PR #135, opened 2025-02-05
Shard 1244

devendra-shardeum:
* smoke testing done
* also tested ChangeNetworkParam, ChangeConfig types of txs from lt2


src/services/transactionVerification.ts
```diff
@@ -0,0 +1,366 @@
...
+        if ( !isValid ) {
+          Logger.mainLogger.info(`Single signed tx failed ${JSON.stringify(tx)}`)
+          return { result: 'fail', reason: 'Invalid Signature' }
+        }
+
+        return { result: 'pass', reason: 'valid' }
+      }
+    }
+
+    if (tx?.isDebugTx) {
```
abdulazeem-tk4vr: just nitpicking since a similar format is followed on the shardeum/server side and I have used the same for SEC-526.
Please use this, thanks!

// eslint-disable-next-line @typescript-eslint/no-explicit-any
export function isDebugTx(tx: any): boolean {
  return tx.isDebugTx != null
}

src/services/transactionVerification.ts
```diff
@@ -0,0 +1,366 @@
...
+    internalTx.internalTXType === InternalTXType.ApplyNetworkParam
+  )
+}
+
+export function isInternalTx(timestampedTx: any ): boolean {
+
+    if(!timestampedTx) return false;
+
+    return (
+      !timestampedTx.raw &&
```
abdulazeem-tk4vr: why are we allowing the raw portion to be null?

Would suggest a copy paste from the validator side for convenience 

// eslint-disable-next-line @typescript-eslint/no-explicit-any
export function isInternalTx(timestampedTx: any): boolean {
  if (timestampedTx && timestampedTx.raw) return false
  if (timestampedTx && timestampedTx.isInternalTx) return true
  if (timestampedTx && timestampedTx.tx && timestampedTx.tx.isInternalTx) return true
  return false
}

src/Utils.ts
```diff
@@ -568,3 +571,51 @@ export function createDirectories(pathname: string): void {
   pathname = pathname.replace(/^\.*\/|\/?[^/]+\.[a-z]+|\/$/g, '') // Remove leading directory markers, and remove ending /file-name.extension
   fs.mkdirSync(path.resolve(__dirname, pathname), { recursive: true }) // eslint-disable-line security/detect-non-literal-fs-filename
 }
+
+
+export function verifyMultiSigs(
```
abdulazeem-tk4vr, line 576: this seems to have been taken from the validator side, just a heads-up for the reviewers.

abdulazeem-tk4vr: nothing concerning here

src/server.ts
```diff
@@ -180,6 +182,11 @@ async function start(): Promise<void> {
     Logger.mainLogger.debug('We are not first archiver. Syncing and starting archive-server')
     syncAndStartServer()
   }
+
+  setTimeout(() => {
+    scheduleMultiSigKeysSyncFromNetConfig();
+  }, 60 * 1000); // Start after 60 seconds
```
abdulazeem-tk4vr, line 188: can we make this configurable? I'm sorry for nitpicking but I get the same comment on every magic number I add.

src/services/transactionVerification.ts
```diff
@@ -0,0 +1,366 @@
...
+
+type Response = {
+  result: string
+  reason: string
+}
+
+
+export const scheduleMultiSigKeysSyncFromNetConfig =  (): void => {
+
+  setInterval(async () => {
```
abdulazeem-tk4vr, line 58: I am a bit confused about why we need 2 schedulers. Wouldn't scheduling the parent function and just calling the child function in it suffice?

src/services/transactionVerification.ts
```diff
@@ -0,0 +1,366 @@
...
+
+  } catch (error) {
+    Logger.mainLogger.error('error in syncKeysFromNetworkConfig', error)
+  }
+
+}
+
+
+
+export const verifyTransaction = (tx: any) : Response  => {
```
abdulazeem-tk4vr, line 130: again heads up for new reviewers, this has been taken from `validateTransaction` of shardeum/src/setup

abdulazeem-tk4vr (changes requested):

src/services/transactionVerification.ts
devendra-shardeum: one is scheduler .. other just delays for a cycle to get it started .. it's setTimeout

src/services/transactionVerification.ts
devendra-shardeum: i think this is also faulty and mine as well.. in yours it will let pass tx.isDebugTx = false as well .. better implementation imo is : 

if ( tx?.isDebugTx === true ) {
// logic to let it pass 
}

src/services/transactionVerification.ts
devendra-shardeum: image

taken from validators side

devendra-shardeum: noted

src/server.ts
devendra-shardeum: other schedulers in archiver .. like collecting missing receipts/txs are also not pulled out to be configured from config.ts : 

image


upto you, please tell me if this needs to go there

devendra-shardeum: but adding mine in config.. i also agree it can and should be configured via configuration

abdulazeem-tk4vr (approved):

urnotsam (approved):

-----

| Task |
Transcribe the listing shown above in full and without change.

| Task output |
PR #135, opened 2025-02-05
Shard 1244

devendra-shardeum:
* smoke testing done
* also tested ChangeNetworkParam, ChangeConfig types of txs from lt2


src/services/transactionVerification.ts
```diff
@@ -0,0 +1,366 @@
...
+        if ( !isValid ) {
+          Logger.mainLogger.info(`Single signed tx failed ${JSON.stringify(tx)}`)
+          return { result: 'fail', reason: 'Invalid Signature' }
+        }
+
+        return { result: 'pass', reason: 'valid' }
+      }
+    }
+
+    if (tx?.isDebugTx) {
```
abdulazeem-tk4vr: just nitpicking since a similar format is followed on the shardeum/server side and I have used the same for SEC-526.
Please use this, thanks!

// eslint-disable-next-line @typescript-eslint/no-explicit-any
export function isDebugTx(tx: any): boolean {
  return tx.isDebugTx != null
}

src/services/transactionVerification.ts
```diff
@@ -0,0 +1,366 @@
...
+    internalTx.internalTXType === InternalTXType.ApplyNetworkParam
+  )
+}
+
+export function isInternalTx(timestampedTx: any ): boolean {
+
+    if(!timestampedTx) return false;
+
+    return (
+      !timestampedTx.raw &&
```
abdulazeem-tk4vr: why are we allowing the raw portion to be null?

Would suggest a copy paste from the validator side for convenience 

// eslint-disable-next-line @typescript-eslint/no-explicit-any
export function isInternalTx(timestampedTx: any): boolean {
  if (timestampedTx && timestampedTx.raw) return false
  if (timestampedTx && timestampedTx.isInternalTx) return true
  if (timestampedTx && timestampedTx.tx && timestampedTx.tx.isInternalTx) return true
  return false
}

src/Utils.ts
```diff
@@ -568,3 +571,51 @@ export function createDirectories(pathname: string): void {
   pathname = pathname.replace(/^\.*\/|\/?[^/]+\.[a-z]+|\/$/g, '') // Remove leading directory markers, and remove ending /file-name.extension
   fs.mkdirSync(path.resolve(__dirname, pathname), { recursive: true }) // eslint-disable-line security/detect-non-literal-fs-filename
 }
+
+
+export function verifyMultiSigs(
```
abdulazeem-tk4vr, line 576: this seems to have been taken from the validator side, just a heads-up for the reviewers.

abdulazeem-tk4vr: nothing concerning here

src/server.ts
```diff
@@ -180,6 +182,11 @@ async function start(): Promise<void> {
     Logger.mainLogger.debug('We are not first archiver. Syncing and starting archive-server')
     syncAndStartServer()
   }
+
+  setTimeout(() => {
+    scheduleMultiSigKeysSyncFromNetConfig();
+  }, 60 * 1000); // Start after 60 seconds
```
abdulazeem-tk4vr, line 188: can we make this configurable? I'm sorry for nitpicking but I get the same comment on every magic number I add.

src/services/transactionVerification.ts
```diff
@@ -0,0 +1,366 @@
...
+
+type Response = {
+  result: string
+  reason: string
+}
+
+
+export const scheduleMultiSigKeysSyncFromNetConfig =  (): void => {
+
+  setInterval(async () => {
```
abdulazeem-tk4vr, line 58: I am a bit confused about why we need 2 schedulers. Wouldn't scheduling the parent function and just calling the child function in it suffice?

src/services/transactionVerification.ts
```diff
@@ -0,0 +1,366 @@
...
+
+  } catch (error) {
+    Logger.mainLogger.error('error in syncKeysFromNetworkConfig', error)
+  }
+
+}
+
+
+
+export const verifyTransaction = (tx: any) : Response  => {
```
abdulazeem-tk4vr, line 130: again heads up for new reviewers, this has been taken from `validateTransaction` of shardeum/src/setup

abdulazeem-tk4vr (changes requested):

src/services/transactionVerification.ts
devendra-shardeum: one is scheduler .. other just delays for a cycle to get it started .. it's setTimeout

src/services/transactionVerification.ts
devendra-shardeum: i think this is also faulty and mine as well.. in yours it will let pass tx.isDebugTx = false as well .. better implementation imo is : 

if ( tx?.isDebugTx === true ) {
// logic to let it pass 
}

src/services/transactionVerification.ts
devendra-shardeum: image

taken from validators side

devendra-shardeum: noted

src/server.ts
devendra-shardeum: other schedulers in archiver .. like collecting missing receipts/txs are also not pulled out to be configured from config.ts : 

image


upto you, please tell me if this needs to go there

devendra-shardeum: but adding mine in config.. i also agree it can and should be configured via configuration

abdulazeem-tk4vr (approved):

urnotsam (approved):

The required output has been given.